A Dose of Stupid v127

It happens every day. In fact, it is pretty hard to avoid it. There are some things that can only be understood with a slap on the forehead. Things so mind-boggling that one wonders how humans managed to evolve thumbs while being this mentally inept.

Case in point:

My teen boys are blind to rape culture

Of course they are. They were raised by a feminist mother who likely never shuts up about “rape culture”. I write that having only read the title.

I already know where this is going: This author has spoken to her sons about “rape culture” for years, and they largely ignored her. Now that they are old enough to understand how utterly moronic her logic is, they simply will not put up with her discussions anymore. Despite all her efforts, this feminist’s sons are swathed in misogyny and are at risk of continuing “rape culture” themselves. They may even become rapists. The only fix is more feminism, and a large dose of women’s stories so her ill-minded sons can know the terrors of “rape culture”.

That is my speculation just from the title. Let us see how close I am:

“Oh boy,” my son said, rolling his eyes. “Not rape culture again.”

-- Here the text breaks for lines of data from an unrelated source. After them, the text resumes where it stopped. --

PR #1585, opened 2021-06-15
make TestDummies use nullable

SimonCropp:


test/TestDummies/Console/DummyConsoleSink.cs
```diff
@@ -7,13 +7,13 @@ namespace TestDummies.Console
...
     {
-        public DummyConsoleSink(ConsoleTheme theme = null)
+        public DummyConsoleSink(ConsoleTheme? theme = null)
         {
             Theme = theme ?? ConsoleTheme.None;
         }
 
         [ThreadStatic]
-        public static ConsoleTheme Theme;
+        public static ConsoleTheme Theme = null!;
```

That makes one. Let us continue:

We were sitting around the dinner table talking about the news. As soon as I mentioned the Stanford sexual assault case, my sons looked at each other. They knew what was coming. They’ve been listening to me talk about consent, misogyny and rape culture since they were tweens. They listened to me then, but they are 16 and 18 now and they roll their eyes and argue when I talk to them about sexism and misogyny.

“There’s no such thing as rape culture,” my other son said. “You say everything is about rape culture or sexism.”

That makes two. And:

I never imagined I would raise boys who would become men like these. Men who deny rape culture, or who turn a blind eye to sexism. Men who tell me I’m being too sensitive or that I don’t understand what teenage boys are like. “You don’t speak out about this stuff, mom,” they tell me with a sigh. “It’s just not what teenagers do.”

That makes three. All that is left is for Jody Allard to accuse her sons of being rapists and claiming that more feminism is the fix and will have nailed this. And we are barely three hundred words into the article.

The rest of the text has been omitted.